PR #567, opened 2024-02-27
ci: Use haskell-actions/setup (moved from haskell/actions/setup)

Lysxia:
I saw the deprecation message in the logs. Also visible on the archived repo https://github.com/haskell/actions

### DIFF
--- a/.github/workflows/windows_and_macOS.yml
+++ b/.github/workflows/windows_and_macOS.yml
@@ -17,7 +17,7 @@ jobs:
       fail-fast: false
     steps:
     - uses: actions/checkout@v3
-    - uses: haskell/actions/setup@v2
+    - uses: haskell-actions/setup@v2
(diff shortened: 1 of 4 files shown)


.github/workflows/windows_and_macOS.yml
```diff
@@ -29,7 +29,7 @@ jobs:
         path: ${{ steps.setup-haskell-cabal.outputs.cabal-store }}
         key: ${{ runner.os }}-${{ matrix.ghc }}
     # We rebuild tests several times to avoid intermittent failures on Windows
-    # https://github.com/haskell/actions/issues/36
+    # https://github.com/haskell-actions/issues/36
```
Bodigrim, line 32: The new link is not valid. Maybe we do not need the workaround at all nowadays?

Bodigrim:
Thanks!

PR #571, opened 2024-03-13
Make fromString INLINEABLE

### LINKED ISSUE #549: `fromString` from `Data.Text.Lazy.Builder` generates massive amount of code
The code sample looks like

```haskell
{-# LANGUAGE OverloadedStrings #-}

f :: B.Builder
f = "a cat" <> "a dog" <> "a fish"
```

By using Builder from `bytestring`, the above code generates about 30 lines of core ([compiler explorer](https://godbolt.org/z/8KnY1bMs8)), but we got 2200 lines when switching to `text` ([compiler explorer](https://godbolt.org/z/o515q4zv8))

This becomes a problem since I use [katip](https://github.com/Soostone/katip) for logging and it uses Builder from `text` internally. It's very common to use string literal  to construct Builder while logging.

### `fromString` has INLINE

This is the most obvious reason why it produce so many code. They are inlined three times and it seems that there's nothing (eg. RULE) to make them shorter.

But it's hard for me to tell if removing `INLINE` would make performance worse or not. (And I see no benchmark involve `fromString`)

## Related issue

#19 (it's issue of pre 2.0 `text` which still use RULE to fuse though)

Lysxia:
Closes #549 

The generated Core for `f = "a cat" <> "a dog" <> "a fish" :: Data.Text.Lazy.Builder` is now more reasonable:

```
f = "a cat"#

f1 = unpackCString# f

f2 = "a dog"#

f3 = unpackCString# f2

f4 = "a fish"#

f5 = unpackCString# f4

$wf
  = \ @s x ww ww1 ww2 ww3 eta ->
      let {
        lvl
          = \ ds eta1 ->
              case ds of { Buffer ww4 ww5 ww6 ww7 ->
              $wfromString f5 x ww4 ww5 ww6 ww7 eta1
              } } in
      $wfromString
        f1
        ((\ eta1 eta2 ->
            case eta1 of { Buffer ww4 ww5 ww6 ww7 ->
            $wfromString f3 (lvl `cast` <Co:9> :: ...) ww4 ww5 ww6 ww7 eta2
            })
         `cast` <Co:9> :: ...)
        ww
        ww1
        ww2
        ww3
        eta
```

### DIFF
--- a/src/Data/Text/Internal/Builder.hs
+++ b/src/Data/Text/Internal/Builder.hs
@@ -209,7 +209,7 @@ fromString str = Builder $ \k (Buffer p0 o0 u0 l0) ->
     in loop p0 o0 u0 l0 str
   where
     chunkSize = smallChunkSize
-{-# INLINE fromString #-}
+{-# INLINEABLE fromString #-}
 
 -- | /O(1)./ A @Builder@ taking a lazy @Text@, satisfying
 --


Bodigrim (approved):

Bodigrim:
Thanks!

hasufell:
Those are @angerman's runnners. Mine should still work. You can force my runner via `runs-on: [self-hosted, Linux, ARM64, maerwald]`.

angerman:
> Node.js 16 actions are deprecated. Please update the following actions to use Node.js 20: actions/checkout@v3, ... . For more information see: https://github.blog/changelog/2023-09-22-github-actions-transitioning-from-node-16-to-node-20/.

My runners don't have node-16 anymore.

hasufell:
> > Node.js 16 actions are deprecated. Please update the following actions to use Node.js 20: actions/checkout@v3, ... . For more information see: https://github.blog/changelog/2023-09-22-github-actions-transitioning-from-node-16-to-node-20/.
> 
> My runners don't have node-16 anymore. 

Seems you've turned a warning into an error.


> We will actively monitor the migration's progress and gather community feedback before finalizing the transition date.

Bodigrim:
Thanks, @angerman, we upgraded to Node.js 20, looks working well.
########
**YOUR ASSIGNMENT:** Transcribe each entry word for word.

**YOUR SOLUTION:**
PR #567, opened 2024-02-27
ci: Use haskell-actions/setup (moved from haskell/actions/setup)

Lysxia:
I saw the deprecation message in the logs. Also visible on the archived repo https://github.com/haskell/actions

### DIFF
--- a/.github/workflows/windows_and_macOS.yml
+++ b/.github/workflows/windows_and_macOS.yml
@@ -17,7 +17,7 @@ jobs:
       fail-fast: false
     steps:
     - uses: actions/checkout@v3
-    - uses: haskell/actions/setup@v2
+    - uses: haskell-actions/setup@v2
(diff shortened: 1 of 4 files shown)


.github/workflows/windows_and_macOS.yml
```diff
@@ -29,7 +29,7 @@ jobs:
         path: ${{ steps.setup-haskell-cabal.outputs.cabal-store }}
         key: ${{ runner.os }}-${{ matrix.ghc }}
     # We rebuild tests several times to avoid intermittent failures on Windows
-    # https://github.com/haskell/actions/issues/36
+    # https://github.com/haskell-actions/issues/36
```
Bodigrim, line 32: The new link is not valid. Maybe we do not need the workaround at all nowadays?

Bodigrim:
Thanks!

PR #571, opened 2024-03-13
Make fromString INLINEABLE

### LINKED ISSUE #549: `fromString` from `Data.Text.Lazy.Builder` generates massive amount of code
The code sample looks like

```haskell
{-# LANGUAGE OverloadedStrings #-}

f :: B.Builder
f = "a cat" <> "a dog" <> "a fish"
```

By using Builder from `bytestring`, the above code generates about 30 lines of core ([compiler explorer](https://godbolt.org/z/8KnY1bMs8)), but we got 2200 lines when switching to `text` ([compiler explorer](https://godbolt.org/z/o515q4zv8))

This becomes a problem since I use [katip](https://github.com/Soostone/katip) for logging and it uses Builder from `text` internally. It's very common to use string literal  to construct Builder while logging.

### `fromString` has INLINE

This is the most obvious reason why it produce so many code. They are inlined three times and it seems that there's nothing (eg. RULE) to make them shorter.

But it's hard for me to tell if removing `INLINE` would make performance worse or not. (And I see no benchmark involve `fromString`)

## Related issue

#19 (it's issue of pre 2.0 `text` which still use RULE to fuse though)

Lysxia:
Closes #549 

The generated Core for `f = "a cat" <> "a dog" <> "a fish" :: Data.Text.Lazy.Builder` is now more reasonable:

```
f = "a cat"#

f1 = unpackCString# f

f2 = "a dog"#

f3 = unpackCString# f2

f4 = "a fish"#

f5 = unpackCString# f4

$wf
  = \ @s x ww ww1 ww2 ww3 eta ->
      let {
        lvl
          = \ ds eta1 ->
              case ds of { Buffer ww4 ww5 ww6 ww7 ->
              $wfromString f5 x ww4 ww5 ww6 ww7 eta1
              } } in
      $wfromString
        f1
        ((\ eta1 eta2 ->
            case eta1 of { Buffer ww4 ww5 ww6 ww7 ->
            $wfromString f3 (lvl `cast` <Co:9> :: ...) ww4 ww5 ww6 ww7 eta2
            })
         `cast` <Co:9> :: ...)
        ww
        ww1
        ww2
        ww3
        eta
```

### DIFF
--- a/src/Data/Text/Internal/Builder.hs
+++ b/src/Data/Text/Internal/Builder.hs
@@ -209,7 +209,7 @@ fromString str = Builder $ \k (Buffer p0 o0 u0 l0) ->
     in loop p0 o0 u0 l0 str
   where
     chunkSize = smallChunkSize
-{-# INLINE fromString #-}
+{-# INLINEABLE fromString #-}
 
 -- | /O(1)./ A @Builder@ taking a lazy @Text@, satisfying
 --


Bodigrim (approved):

Bodigrim:
Thanks!

hasufell:
Those are @angerman's runnners. Mine should still work. You can force my runner via `runs-on: [self-hosted, Linux, ARM64, maerwald]`.

angerman:
> Node.js 16 actions are deprecated. Please update the following actions to use Node.js 20: actions/checkout@v3, ... . For more information see: https://github.blog/changelog/2023-09-22-github-actions-transitioning-from-node-16-to-node-20/.

My runners don't have node-16 anymore.

hasufell:
> > Node.js 16 actions are deprecated. Please update the following actions to use Node.js 20: actions/checkout@v3, ... . For more information see: https://github.blog/changelog/2023-09-22-github-actions-transitioning-from-node-16-to-node-20/.
> 
> My runners don't have node-16 anymore. 

Seems you've turned a warning into an error.


> We will actively monitor the migration's progress and gather community feedback before finalizing the transition date.

Bodigrim:
Thanks, @angerman, we upgraded to Node.js 20, looks working well.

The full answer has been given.